Let’s go now. After being logged on your console, your screen is divided into four panels and one toolbar. Each of them has a specific function that we will detail.
Top left-hand panel
This section is used to write your text and code. It is from there that this book is presently produced. The syntax that you should use is R Markdown, an adaptation of Markdown for the R programming language. We will provide more explanation on the syntax in the next chapter.
Two icons has to be noticed. The save floppy disk will save your document, whereas the blue whole is the Knit button, used to compile your document.
By pressing Knit, RStudio will read your code and produce a document.
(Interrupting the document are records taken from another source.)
Issue #1985, opened 2022-06-06
Allow reset to custom branch


mark2185:
This is just for bookkeeping.

Currently we can reset to `branch` from the `branches` panel, reset to `origin/branch` from the `files` panel, but there is no reset to custom destination.

ryand67:
I'd like to take a shot at this if it's still available!

mark2185:
> I'd like to take a shot at this if it's still available!

Sure is, go right ahead! Feel free to ask any questions you might have, either here or on slack.

ryand67:
Perfect, really cool project and would love to get involved with it. I’ll let you know if I have any, I’m sure I’ll find a few on the way haha!

cjhelms:
It seems from [this discussion](https://github.com/jesseduffield/lazygit/discussions/2520#discussioncomment-5742222) this may need some help getting to the finish line. Is this something I could help with and, if so, how could I help?

oggeboi:
Hi! I represent a group of software engineering students that currently is in a project aimed at contributing to issue resolution in OSS. We are interested in tackling this, but are wondering if it is a viable issue to get started with and whether it is something that is a desirable feature? Thanks in advance!

mark2185:
It's definitely up for grabs! Be sure to read the discussion in #2047, it might answer some questions you have.

anakafeel:
Hi! I'd like to take this up as my first contribution to lazygit. 
I’ve read the discussion in #2047 and I’ll work on adding support for resetting to a custom branch. 
Please let me know if that’s okay!

Pannagaperumal:
I'd like to take a shot at this if it's still available!

stefanhaller:
Let me first get up to date with the discussion that happened here, and make up my mind about the proposal (I haven't been following this at all so far). This needs a little bit more time than I have right now, so it could take a few days.

PR #2047, opened 2022-07-21
add custom destination option to reset menu

ryand67:
Previously when you pressed 'g' you would be presented a list of reset "strengths". There is now a 4th option ('c') for setting a custom destination via a prompt, it then returns you to the "strength" menu but now with the new custom destination instead of whatever the default value was.

First-time contributor, so any feedback is more than welcome!

Related issue: https://github.com/jesseduffield/lazygit/issues/1985


jesseduffield:
Nice work @ryand67 . Before I look into the code more closely, I'm wondering what the typical use case would be here. E.g. resetting to origin/master perhaps. If we know how people are using it that could help us to decide whether to include a suggestions section while the user types, and if so, what to include in that section.

jesseduffield:
Tagging @mark2185 because you raised the issue :)

ryand67:
Mark had even mentioned doing the suggestions and it completely slipped my mind. Long day at work I suppose, I’ll get that added first thing tomorrow. 

And use cases would be resetting to origin/main like you mentioned, or if you branch off of a branch and need to reset to the first one. I’ve been there more than a couple times personally. Maybe Mark had more in mind!

mark2185:
> I'm wondering what the typical use case would be here. E.g. resetting to origin/master perhaps.

Since I'm mostly working on other people's stuff, `origin` isn't always what I want to reset to, depending on the repo it could be `upstream`, `fork`, `pr2047fork` etc. There's no way for me to currently indicate that other than switching the upstream of the current branch, going to `Files` tab, and then resetting with `g`, and setting the upstream back to what it was in case I want to push something to my fork.

Another pain point actually is that resetting to `master` and `origin/master` are under two different panes, namely `Local Branches` and `Files`, both under `g`. Could we actually bundle the two changes into this PR? 
The `g` under `Files` is rather in an unexpected place, and I propose the `reset --[soft,mixed,hard] @{upstream}` be moved to `Local Branches`, with the keybindings `S`, `M`, and `H`, alongside `c` for custom?

> Mark had even mentioned doing the suggestions and it completely slipped my mind.
That's what PR's are for! :)

Also I'd have the confirmation of the fuzzy search pane validate the said branch and not change the destination it if it doesn't exist, but return the user to the prompt.

pkg/gui/controllers/helpers/refs_helper.go
```diff
@@ -158,6 +158,23 @@ func (self *RefsHelper) CreateGitResetMenu(ref string) error {
 		}
 	})
 
+	// Adds the custom destination menu item
+	menuItems = append(menuItems, &types.MenuItem{
+		LabelColumns: []string{
+			fmt.Sprintf("Set custom destination"),
```
mark2185, line 164: This "Set custom destination" should be internationalized as well. And while you're at it, set it to lowercase (like all the other options in the same menu). To denote that in the translations, prefix the attribute name with `Lc`.

jesseduffield (changes requested):
Left some feedback :)

jesseduffield:
There's likely some overlap with my above review and what @mark2185 has already stated: I had that review in a pending state but hadn't gotten around to submitting it.

I agree with @mark2185 that it would be good to better handle upstreams, given how often we need to use them. I'm not sure though whether it's better to have the upstreams included in the one menu or if there should be a two-step process where first you select the branch you're resetting to, and then a menu pops up for you to decide whether it's gonna be soft/mixed/hard.

I.e. you could have the initial menu for branch blah contain:
* reset to blah
* reset to origin/blah
* enter ref to reset to

And then after you've picked the ref you're resetting to, we show the menu with the soft/mixed/hard options. It means an extra keypress for those who have the muscle memory already, but I think that approach is actually cleaner and more easily extensible.

mark2185:
> I'm not sure though whether it's better to have the upstreams included in the one menu or if there should be a two-step process where first you select the branch you're resetting to, and then a menu pops up for you to decide whether it's gonna be soft/mixed/hard.

I think having:
- `s`, `m`, `h` for `@{branch}`
- `S`, `M`, `H` for `@{upstream-branch}` note: not necessarily `origin/branch`
- `c` for the `destination` _and then_ other menu for the type of reset 

... covers 99% of my needs (the remainder is a buffer in case I remember some other use case).

jesseduffield:
@mark2185 you've convinced me. Just to be clear on the pros/cons in my head:

benefits of the two-phased approach:
* fewer items in any given menu, so easier to parse
* the final menu that we get is the same no matter whether we're resetting from within the branches panel or commits panel, or entering a custom ref to reset to
* more extensible

benefits of the one-phased approach:
* one fewer keypress in the typical case compared to the two-phased approach

That one fewer keypress does seem to be the deciding factor to me. Worst case scenario, we find some new use case we hadn't thought of before and need to switch to a two-phased approach, but that will be no more disruptive than changing it now.

jesseduffield:
Did you have any opinions on the UX side of this @ryand67 ?

mark2185:
> That one fewer keypress does seem to be the deciding factor to me.

That, and my _hot path_ is `hard` resetting to an `upstream`. I've never needed a `soft` or a `mixed` reset to _a branch_ (resetting to a commit, on the other hand, is a different story). The sample size is not very scientific, _but hey_.

> Worst case scenario, we find some new use case we hadn't thought of before and need to switch to a two-phased approach, but that will be no more disruptive than changing it now.

We'll cross that bridge when (_and if_) we get to it! :)

ryand67:
Hey all, sorry for being mia. caught a nasty bug and was out for a few days. Just pushed up changes including the branches suggestions before I read the discussion about redoing a chunk of the menu lol. As far as UX, I can see pros and cons of both. I personally am usually resetting to upstream more than anything, so if I had to go through an extra menu to grab it I think that would get old for me potentially. But maybe I'm wildly underutilizing git reset's and should defer to the seniors ;) I can get to work on either direction as soon as you give the word though!

jesseduffield:
@ryand67 hope you're feeling better now :)

Let's go ahead with the one-phase approach described in https://github.com/jesseduffield/lazygit/pull/2047#issuecomment-1193788532

ryand67:
Perfect! And just to make sure I'm understanding correctly, the new ux workflow should be
> in branches (3) panel
> g
> menu appears with the 7 options listed above
> if c is hit it goes to prompt and then a menu with strengths for the custom branch
> but this should only be the workflow if it's the branches panel
sorry, still got some sick brain and want to clarify that last point especially haha. will be working on this tomorrow :)

jesseduffield:
@ryand67 yep that's all good. I'd also add that if we're opening the reset menu from anywhere else (e.g. commits panel) we should have the option there for typing in a custom ref as well.

ryand67:
Perfect, I'll get on this today and should have it up soon!

ryand67:
Ok, just pushed up some changes. Hope I understood the ask correctly. Very appreciative of you all's patience, and had a lot of fun looking through the project so will hopefully be around more often :)

jesseduffield (changes requested):
Left some more feedback :)

jesseduffield:
Also I think we could get the files panel to call the function passing 'HEAD' instead of '@{upstream}' so that we end up with options for HEAD and HEAD@{upstream} i.e. upstream of the current branch. That will probably trip people up who have the muscle memory for resetting to upstream from the files panel but we can just make that change clear in the release notes

ryand67:
Yeah those suggestions make much more sense. Maybe should’ve given the Covid fog another day to clear 😅 Again, appreciate your patience. Will have these up early tomorrow. Thanks!

jesseduffield:
No stress, I know all too well of the post-covid fogginess

pkg/gui/controllers/helpers/refs_helper.go
```diff
@@ -133,31 +137,86 @@ func (self *RefsHelper) ResetToRef(ref string, strength string, envVars []string
...
+	var suggestionFunc func(string) []*types.Suggestion
+	var suggestionAgg []string
+
+	switch refType {
+	case "branch":
+		suggestionFunc = self.suggestionHelper.GetBranchNameSuggestionsFunc()
+		suggestionAgg = self.suggestionHelper.getBranchNames()
+	case "commit":
+		suggestionFunc = self.suggestionHelper.GetCommitsSuggestionsFunc()
+		suggestionAgg = self.suggestionHelper.getCommitShas()
```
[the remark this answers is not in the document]
mark2185: > It's unlikely they'd find any value in typing in a commit sha with suggestions popping up for it.

Unless there's an accompanying commit message, mayhaps?

mark2185:
>  resetting to upstream from the files panel

Will that be removed, or...? It makes more sense for it to be moved to the `Branches panel`, not duplicated.

pkg/gui/controllers/helpers/refs_helper.go
```diff
@@ -133,31 +137,86 @@ func (self *RefsHelper) ResetToRef(ref string, strength string, envVars []string
...
+		{strength: "hard", key: 'h', ref: ref},
+	}
+
+	// File controller already passes "@{upstream}" as the ref by default,
+	// so this is to avoid duplication
+	if refType != "file" {
+		strengths = append(strengths, []strengthWithKey{
+			{strength: "soft", key: 'S', ref: "@{upstream}"},
+			{strength: "mixed", key: 'M', ref: "@{upstream}"},
+			{strength: "hard", key: 'H', ref: "@{upstream}"},
```
mark2185, line 159: This clashes with the global horizontal scrolling mapping :)

pkg/gui/controllers/helpers/refs_helper.go
```diff
@@ -133,31 +137,86 @@ func (self *RefsHelper) ResetToRef(ref string, strength string, envVars []string
...
+		{strength: "soft", key: 's', ref: ref},
+		{strength: "mixed", key: 'm', ref: ref},
+		{strength: "hard", key: 'h', ref: ref},
+	}
+
+	// File controller already passes "@{upstream}" as the ref by default,
+	// so this is to avoid duplication
+	if refType != "file" {
+		strengths = append(strengths, []strengthWithKey{
+			{strength: "soft", key: 'S', ref: "@{upstream}"},
```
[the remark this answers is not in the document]
mark2185: Should we maybe expand that to its actual value? 

I.e. `@{upstream}/my_branch` to `origin/my_branch` to avoid a potential pitfall?

pkg/i18n/english.go
```diff
@@ -909,6 +911,8 @@ func EnglishTranslationSet() TranslationSet {
 		LcDiscardStagedChanges:              "discard staged changes",
 		LcHardReset:                         "hard reset",
 		LcViewResetOptions:                  `view reset options`,
+		LcResetToCustomDestinationTitle:     `Custom reset destination`,
```
mark2185, line 914: `Lc<tag>` denotes `LowerCase<tag>` which means this should be `custom reset destination`

pkg/gui/controllers/helpers/refs_helper.go
jesseduffield: damn that's annoying. Maybe 'u'?

pkg/i18n/english.go
jesseduffield: worth mentioning that prompt titles should be in 'Sentence case' so I'd just lose the Lc part of that field name

jesseduffield: As an aside I also think menu options should be in sentence case (and that basically everything should be in sentence case) but that's a job for another day

jesseduffield:
> Will that be removed, or...? It makes more sense for it to be moved to the Branches panel, not duplicated.

Yeah we should probably just scrap it. it's trivially easy to navigate to the branches panel to press 'g' on the current branch. I was mostly worried about people who were used to pressing 'g' on the files panel but it wasn't very intuitive in the first place.

pkg/gui/controllers/helpers/refs_helper.go
mark2185: I'd rather go in a different direction, this specific mapping has bitten me in the butt as well.

I don't have a proposal as to which way should we go, but I know backwards compatibility is (supposed to be) _a thing._

pkg/i18n/english.go
ryand67: Ahhh gotcha, I was thinking Lc was Label Column. Must've gotten that mixed up. Will get this as well!

ryand67:
pushed some changes up, re: the S/M/H difficulty, for the time being I set it to u because I didn't seem to be having any issues with it and IMO it makes sense. But if there any strong feelings about it I can obviously change that around. Hope it's looking better! Feels a lot better now, thanks for the feedback and input! Let me know how it's looking :)

jesseduffield:
Nice work @ryand67 

I like how it works by having 'u' take you to the menu for the upstream. I believe you took issue with that though @mark2185 , if so could you elaborate?

Some things I would change:
* if a menu item will open another menu upon being pressed, we should set OpensMenu to true on the menu item. This gives it some styling that indicates to the user that they can freely press the item without an actual action being performed. So we should set OpensMenu to true for the upstream option and the set custom destination option. BTW you'll want to rebase on master beforehand because I've just merged a PR to make this work because it was actually broken before haha (https://github.com/jesseduffield/lazygit/pull/2071)
* As per the convo above between me and @mark2185 , let's scrap the `createResetToUpstreamMenu` handler in the files controller entirely. We'll see if anybody complains about it being removed.

jesseduffield (changes requested):
see comments

mark2185:
> I believe you took issue with that though @mark2185 , if so could you elaborate?

Not that there's a problem with `u`, I was just expressing my dissatisfaction about pussyfooting around `H` not being available in menus :)

I know why it's there, it just makes me frown every time I encounter that _problem_ >:)

ryand67:
Ok, think that could be it!

mark2185:
Uhhh, I get a crash by pressing `g` on a branch.

```
$> gor main.go
2022/07/30 22:52:19 An error occurred! Please create an issue at: https://github.com/jesseduffield/lazygit/issues

*errors.errorString Message for the developer of this app: you've set opensMenu with displaystrings on the menu panel. Bad developer!. Apologies, user
/home/mark/Downloads/gits/lazygit/pkg/app/app.go:52 (0xa3cfd6)
        Run: newErr := errors.Wrap(err, 0)
/home/mark/Downloads/gits/lazygit/main.go:154 (0xa4aa30)
        main: app.Run(appConfig, common, types.NewStartArgs(filterPath, parsedGitArg))
/usr/lib/go/src/runtime/proc.go:250 (0x438012)
        main: fn()
/usr/lib/go/src/runtime/asm_amd64.s:1571 (0x465941)
        goexit: BYTE    $0x90   // NOP
exit status 1
```

ryand67:
well, that's not supposed to happen, let me investigate on that.

ryand67:
ok sorry, try now

mark2185:
Works now!

ryand67:
Sorry about that!

jesseduffield:
@ryand67 one more thing: could we use `OpensMenu: true` on the 'set custom destination' menu item? I've just realised that OpensMenu is actually an inappropriate name for that field: it should be 'opens another popup' or something like that. At any rate we can fix the naming of that field later, but for now let's set that field to true for the custom destination option

ryand67:
Gotcha! yeah the naming of it made me think it wasn't appropriate to put there. If you need that renamed, let me know. Open an issue and I got you covered ;)

jesseduffield:
Since we've removed the keybinding for resetting from within the files panel we'll need to update the cheatsheets like so:
```
go run scripts/cheatsheet/main.go generate
```

Also, something I neglected to consider earlier is that we should add an integration test for the new logic. Specifically we want two new tests:
1) the user hard resets to a custom ref, using the input prompt
2) the user hard resets to the upstream of a selected branch.

There's a guide here for doing integration tests https://github.com/jesseduffield/lazygit/blob/master/docs/Integration_Tests.md but feel free to just ask any questions you have because it can be confusing the first time you do it.

ryand67:
Gotcha, I'll take a stab at that. Should hopefully be done soon!

mark2185:
Where were we with this? Just integration tests are left?

simonvizzini:
Sad to see this PR went nowhere. I was just searching for a way to reset to a specific branch with lazygit. Would've been a useful feature!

An html file will appear, presenting your formatted document.
By pressing the Document Outline icon, RStudio will show or hide the table of contents of your document.
Bottom left-hand panel
This section provides an insight on the status of your code ran previously with the Knit button. If your document is written in a way that the code cannot be compiled, a warning message will appear in this box. Otherwise, it will display the resources (documents) that have been used.
Top right-hand panel
In this section, you will be able to (1) visualize all data regarding your projects and (2) synchronize your project with a database, called Git.
Click on the environment tab and all data loaded, created and used in your document will be displayed. With the Import Dataset button, you will be able to load any data file (.csv format, excel format, tab format…).
Make sure you select the appropriate settings, such as the the type of separator of your file or if the first line should be the name of your variables or directly your variables. We will explore in detail in the data wrangling chapters.
If you click on a specific data in the environment, the first 1,000 lines of data will be displayed.
Click on the Git tab and you may see a list of files. We will describe in details how to properly use the Git in order to synchronize your project on an online database.
Bottom right-hand panel
In the last panel, you will find all files available in your project under the Files tab. Note the path to reach each file, which may be useful when linking a picture or a dataset to the document your are editing. For example, the next picture will have a specific path, i.e.: ./R1images/bottomRightPanel.png. This indicates that the picture called bottomRightPanel.png is located in the pictures folder which in turn is in the labR1_files folder.
Think of this window as your finder on MacOs or file explorer on Windows machines.
You can create a new folder by clicking on the New Folder button or change any setting of any file with the subsequent buttons. After clicking on the More button (blue engine), you will find the option to export any selected file. The option Set As Working Directory will indicate to RStudio from which file you are working from (in all the previous picture imports, the working directory was askHector, hence the ./ before each picture path details on how to use the Markdown syntax are provided in the next part).